How to achieve sorting by any attribute of an item in DynamoDB

8.5k views Asked by At

I have a DynamoDB structure as following.

  1. I have patients with patient information stored in its documents.
  2. I have claims with claim information stored in its documents.
  3. I have payments with payment information stored in its documents.
  4. Every claim belongs to a patient. A patient can have one or more claims.
  5. Every payment belongs to a patient. A patient can have one or more payments.

I created only one DynamoDB table since all of aws dynamodb documentations indicates using only one table if possible is the best solution. So I end up with following : BASE TABLE

In this table ID is the partition key and EntryType is the sortkey. Every claim and payment holds its owner. My access patterns are as following :

  1. Listing all patients in the DB with pagination with patients sorted on creation dates.
  2. Listing all claims in the DB with pagination with claims sorted on creation dates.
  3. Listing all payments in the DB with pagination with payments sorted on creation dates.
  4. Listing claims of a particular patient.
  5. Listing payments of a particular patient.

I can achieve these with two global secondary indexes. I can list patients, claims and payments sorted by their creation date by using a GSI with EntryType as a partition key and CreationDate as a sort key. Also I can list a patient's claims and payments by using another GSI with EntryType partition key and OwnerID sort key.

My problem is this approach brings me only sorting with creation date. My patients and claims have much more attributes (around 25 each) and I need to sort them according to each of their attribute as well. But there is a limit on Amazon DynamoDB that every table can have at most 20 GSI. So I tried creating GSI's on the fly (dynamically upon the request) but that also ended very inefficiently since it copies the items to another partition to create a GSI (as far as I know). So what is the best solution to sort patients by their patient name, claims by their claim description and any other fields they have?

1

There are 1 answers

2
Seth Geoghegan On

Sorting in DynamoDB happens only on the sort key. In your data model, your sort key is EntryType, which doesn't support any of the access patterns you've outlined.

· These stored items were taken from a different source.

PR #3642, opened 2024-02-26
feat(auto-facet): bump max count to 20

louis-bompart:
https://coveord.atlassian.net/browse/KIT-3013

### DIFF
--- a/packages/atomic/src/components.d.ts
+++ b/packages/atomic/src/components.d.ts
@@ -88,7 +88,7 @@ export namespace Components {
      */
     interface AtomicAutomaticFacetGenerator {
         /**
-          * The desired count of automatic facets.  Minimum: `1` Maximum: `10`
+          * The desired count of automatic facets.  Minimum: `1` Maximum: `20`
           * @defaultValue `5`
          */
         "desiredCount": number;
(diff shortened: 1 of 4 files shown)


olamothe (approved):
I was first wondering where this request was coming from. 

I see it's a change in search API, but do you know if this originate from a client or implementation request initially ? Curious about the usage of this feature.

louis-bompart:
> I was first wondering where this request was coming from.
> 
> I see it's a change in search API, but do you know if this originate from a client or implementation request initially ? Curious about the usage of this feature.

@jeremierobert-coveo?

fbeaudoincoveo (approved):

jeremierobert-coveo:
> I was first wondering where this request was coming from.
> 
> I see it's a change in search API, but do you know if this originate from a client or implementation request initially ? Curious about the usage of this feature.

It was coming from customers. The maximum is dynamically controlled on our side.
See https://coveo.slack.com/archives/C03596QE3DE/p1708532518949489

Do you think it makes sense to keep a max in the UI if the limit is validated on the backend side? (Could yield some 4XX though if used badly)

louis-bompart:
> > I was first wondering where this request was coming from.
> > I see it's a change in search API, but do you know if this originates from a client or implementation request initially? Curious about the usage of this feature.
> 
> It was coming from customers. The maximum is dynamically controlled on our side. See https://coveo.slack.com/archives/C03596QE3DE/p1708532518949489
> 
> Do you think it makes sense to keep a max in the UI if the limit is validated on the backend side? (Could yield some 4XX though if used badly)

Yes, two reasons essentially:
 1. People won't check the DOC of the SearchAPI for a Headless/Atomic implementation, so having the values here helps by preventing them to shoot'em self in the foot, by having it in Intellisense and the doc.
 2. We prevent doomed queries to be sent, which is nice cost-wise.

PR #3645, opened 2024-02-26
refactor(ci): refactor quantic jobs into reusable workflow

louis-bompart:
- Refactor Quantic CI into a reusable workflow
- Skip Quantic on `pull_request` and `merge_group` if no changes on headless, quantic, or the pjson has been detected

### DIFF
--- a/.github/workflows/e2e-quantic.yml
+++ b/.github/workflows/e2e-quantic.yml
@@ -5,8 +5,6 @@ on:
         required: true
       SFDX_AUTH_JWT_KEY:
         required: true
-      GITHUB_TOKEN:
-        required: true
 jobs:
   e2e-quantic-setup:
     name: 'Setup e2e tests on Quantic'
--- a/.github/workflows/e2e-quantic.yml
+++ b/.github/workflows/e2e-quantic.yml
@@ -1,0 +1,53 @@
+on:
+  workflow_call:
+    secrets:
+      SFDX_AUTH_CLIENT_ID:
+        required: true
+      SFDX_AUTH_JWT_KEY:
+        required: true
+      GITHUB_TOKEN:
+        required: true
+jobs:
+  e2e-quantic-setup:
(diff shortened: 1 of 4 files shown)


.github/workflows/e2e-quantic.yml
```diff
@@ -0,0 +1,50 @@
...
+            'cypress/e2e/default-2/**/*',
+            'cypress/e2e/facets-1/**/*',
+            'cypress/e2e/facets-2/**/*',
+          ]
+    steps:
+      - uses: actions/checkout@b4ffde65f46336ab88eb53be808477a3936bae11 # v4
+      - uses: ./.github/actions/setup
+      - uses: ./.github/actions/e2e-quantic
+      - uses: ./.github/actions/setup-sfdx
+        with:
```
louis-bompart, line 39:
```suggestion
```

scripts/ci/hasFileChanged.mjs
```diff
@@ -0,0 +1,53 @@
...
+    stdio: 'pipe',
+    encoding: 'utf-8',
+  });
+}
+
+function getPatterns() {
+  return process.argv.slice(3);
+}
+
+function checkPatterns(files, patterns) {
```
fbeaudoincoveo, line 33: Not a big deal at all, but you don't even need to check all files against all patterns; as soon as there's a single match you can return true.

fbeaudoincoveo (approved):
I like this idea 👍

scripts/ci/hasFileChanged.mjs
louis-bompart: This is what the code does already tho 😄

mmitiche (approved):
LGTM!

scripts/ci/hasFileChanged.mjs
fbeaudoincoveo: Indeed, I'm silly 🙃

PR #3652, opened 2024-02-28
chore: return upload-artifact to v3

louis-bompart:
https://github.com/actions/upload-artifact/blob/main/README.md#not-uploading-to-the-same-artifact

https://coveord.atlassian.net/browse/KIT-3017


louis-bompart:
We can also go straight with https://github.com/coveo/ui-kit/pull/3653

fbeaudoincoveo (approved):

You could create a secondary index on the fields you want to sort by (e.g. creationDate). However, that pattern can be limiting if you want to support sorting by many attributes.

I'm afraid there is no simple solution to your problem. While this is super simple in SQL, DynamoDB sorting just doens't work that way. Instead, I'll suggest a few ideas that may help get you unstuck:

  • Client Side Sorting - Use DDB to efficiently query the data your application needs, and let the client worry about sorting the data. For example, if your client is a web application, you could use javascript to dynamically sort the fields on the fly, depending on which field the user wants to sort by.
  • Consider using KSUIDs for your IDs - I noticed most of your access patterns involves sorting by CreationDate. The KSUID, or K-Sortable Globally Unique Id's, is a globally unique ID that is sortable by generation time. It's a great option when your application needs to create unique IDs and sort by a creation timestamp. If you build a KSUID into your sort keys, your query results could automatically support sorting by creation date.
  • Reorganize Your Data - If you have the flexibility to redesign how you store your data, you could accommodate several of your access patterns with fewer secondary indexes (example below).

Finally, I notice that your table example is very "flat" and doesn't appear to be modeling the relationships in a way that supports any of your access patterns (without adding indexes). Perhaps it's just an example data set to highlight your question about sorting, but I wanted to address a different way to model your data in the event you are unfamiliar with these patterns.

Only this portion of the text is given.